The articles, images and all other sub-article elements are fully FAIR compliant and citable. In case an article is behind a paywall, a user can still access its underlying metadata, the link to the original article, and use the DOI assigned to it by BLR for persistent citation.
“Generally speaking, scientific illustrations and taxonomic treatments, such as species descriptions, are one of the best kept ‘secrets’ in science as they are neither indexed, nor are they citable or accessible. At best, they are implicitly referenced,” said Donat Agosti, president of Plazi. “Meanwhile, their value is undisputed, as shown by the huge effort to create them in standard, comparative ways. From day one, our project has been an eye-opener and a catalyst for the open science scene,” he concluded. Though the target scientific domain is biodiversity, the Plazi workflow and tools are open source and can be applied to other domains – being a catalyst is one of the project’s goals.
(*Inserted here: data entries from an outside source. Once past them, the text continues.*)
PR #5450, opened 2023-03-15
Fix issues related to pipeline library sub state and shader module identifiers

ncesario-lunarg:
This PR does the following:
- `layers: Fix HasFullState`: Fixes issues where HasFullState() was incorrectly returning true
- `layers: Add shader identifier tracking`, `layers: User shader identifiers`: Adds state tracking for associating shader identifiers with shader state objects

### DIFF
--- a/layers/state_tracker/pipeline_state.h
+++ b/layers/state_tracker/pipeline_state.h
@@ -253,6 +253,15 @@ class PIPELINE_STATE : public BASE_NODE {
 
     bool IsGraphicsLibrary() const { return !HasFullState(); }
     bool HasFullState() const {
+        // First make sure that this pipeline is a "classic" pipeline, or is linked together with the appropriate sub-state
+        // libraries
+        if (graphics_lib_type && (graphics_lib_type != (VK_GRAPHICS_PIPELINE_LIBRARY_VERTEX_INPUT_INTERFACE_BIT_EXT |
+                                                        VK_GRAPHICS_PIPELINE_LIBRARY_PRE_RASTERIZATION_SHADERS_BIT_EXT |
+                                                        VK_GRAPHICS_PIPELINE_LIBRARY_FRAGMENT_SHADER_BIT_EXT |
+                                                        VK_GRAPHICS_PIPELINE_LIBRARY_FRAGMENT_OUTPUT_INTERFACE_BIT_EXT))) {
+            return false;
+        }
+
         // If Pre-raster state does contain a vertex shader, vertex input state is not required
         const bool vi_satisfied = [this]() -> bool {
             if (pre_raster_state && pre_raster_state->vertex_shader) {
--- a/layers/state_tracker/state_tracker.h
+++ b/layers/state_tracker/state_tracker.h
@@ -1455,6 +1455,29 @@ class ValidationStateTracker : public ValidationObject {
         }
     }
 
+    inline std::shared_ptr<SHADER_MODULE_STATE> GetShaderModuleStateFromIdentifier(const VkShaderModuleIdentifierEXT& ident) {
+        ReadLockGuard guard(shader_identifier_map_lock_);
+        if (const auto itr = shader_identifier_map_.find(ident); itr != shader_identifier_map_.cend()) {
+            return itr->second;
+        }
+        return {};
+    }
+
+    inline std::shared_ptr<SHADER_MODULE_STATE> GetShaderModuleStateFromIdentifier(
+        const VkPipelineShaderStageModuleIdentifierCreateInfoEXT& shader_stage_id) const {
+        if (shader_stage_id.pIdentifier) {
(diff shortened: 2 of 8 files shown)


layers/state_tracker/pipeline_state.h
```diff
@@ -253,6 +253,15 @@ class PIPELINE_STATE : public BASE_NODE {
 
     bool IsGraphicsLibrary() const { return !HasFullState(); }
```
spencer-lunarg, line 254: (related)  curious if this could just check `graphics_lib_type == static_cast<VkGraphicsPipelineLibraryFlagsEXT>(0)`>

layers/state_tracker/pipeline_state.h
```diff
@@ -253,6 +253,15 @@ class PIPELINE_STATE : public BASE_NODE {
...
     bool HasFullState() const {
+        // First make sure that this pipeline is a "classic" pipeline, or is linked together with the appropriate sub-state
+        // libraries
+        if (graphics_lib_type && (graphics_lib_type != (VK_GRAPHICS_PIPELINE_LIBRARY_VERTEX_INPUT_INTERFACE_BIT_EXT |
```
spencer-lunarg, line 258: where is a case where this would have returned `true` but this prevent?

spencer-lunarg (approved):

layers/state_tracker/pipeline_state.h
ncesario-lunarg: Yeah, I almost made that change, but can't remember exactly why I didn't...probably just forgot.

layers/state_tracker/pipeline_state.h
ncesario-lunarg: I think this _shouldn't_ be necessary now. I added it while fixing a false positive, and left it in as an "early out."

layers/state_tracker/pipeline_state.h
ncesario-lunarg: I think I remember the motivation here now. `IsGraphicsLibrary` shouldn't return true if the pipeline contains a complete set of state (and is therefore an "executable pipeline," not a library). It is possible `graphics_lib_type != 0` in the case where a pipeline is created entirely from "linked" state (at least the way I currently have it implemented). It is also possible that `graphics_lib_type` only contains a subset of `VK_GRAPHICS_PIPELINE_LIBRARY*` bits, but the pipeline still contains a full set of state and is therefore not a library (e.g., some sub-state is linked in, the rest is provided in the create info). Going to leave this for now as it seems to be working.

juan-lunarg: > (related) curious if this could just check graphics_lib_type == static_cast<VkGraphicsPipelineLibraryFlagsEXT>(0)>

Should that functionality be in a helper function?
https://github.com/KhronosGroup/Vulkan-ValidationLayers/pull/5452/files

ncesario-lunarg: I'm not sure I understand the connection to #5452? I think the "helper function" is `HasFullState`, at least as I currently understand things.

juan-lunarg: I see the pattern `== static_cast<VkGraphicsPipelineLibraryFlagsEXT>(0)` repeated a bit in the codebase. And #5425 is an example of that.

ncesario-lunarg:
The internal CI failures seem to be sporadic; in the process of verifying that.

layers/state_tracker/pipeline_state.h
ncesario-lunarg: The context is slightly different in 5452, as that is when the sub-state is created, and checking for full/incomplete state does not make sense at that point. The name `IsGraphicsLibrary` may be overloaded, and that is the problem.

layers/state_tracker/state_tracker.h
```diff
@@ -1449,6 +1455,29 @@ class ValidationStateTracker : public ValidationObject {
...
+        }
+        return {};
+    }
+
+    inline std::shared_ptr<SHADER_MODULE_STATE> GetShaderModuleStateFromIdentifier(
+        const VkPipelineShaderStageModuleIdentifierCreateInfoEXT& shader_stage_id) const {
+        if (shader_stage_id.pIdentifier) {
+            auto shader_id = LvlInitStruct<VkShaderModuleIdentifierEXT>();
+            shader_id.identifierSize = shader_stage_id.identifierSize;
+            const uint32_t copy_size = std::min(VK_MAX_SHADER_MODULE_IDENTIFIER_SIZE_EXT, shader_stage_id.identifierSize);
```
ncesario-lunarg, line 1471: The nvidia driver on my system is returning `VK_MAX_SHADER_MODULE_IDENTIFIER_SIZE_EXT + 1` for `identifierSize`. That doesn't make sense to me, but I'm not that familiar with the extension. In any case, I should have added this to start with.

While access to biodiversity images has already proven useful to scientists, but also inspirational to artists, for example, the people behind Plazi are certain that such a well-documented, machine-readable interface is sure to lead to many more innovative uses.
To promote BLR’s approach to make these important data accessible, Plazi seeks collaborations with the community and publishers, to remove hurdles in liberating the data contained in scholarly publications and make them FAIR.
The robust legal aspects of the project are a core basis of BLR’s operation. By extracting the non-copyrightable elements from the publications and making them findable, accessible and re-usable for free, the initiative drives the move beyond the PDF and HTML formats to structured data.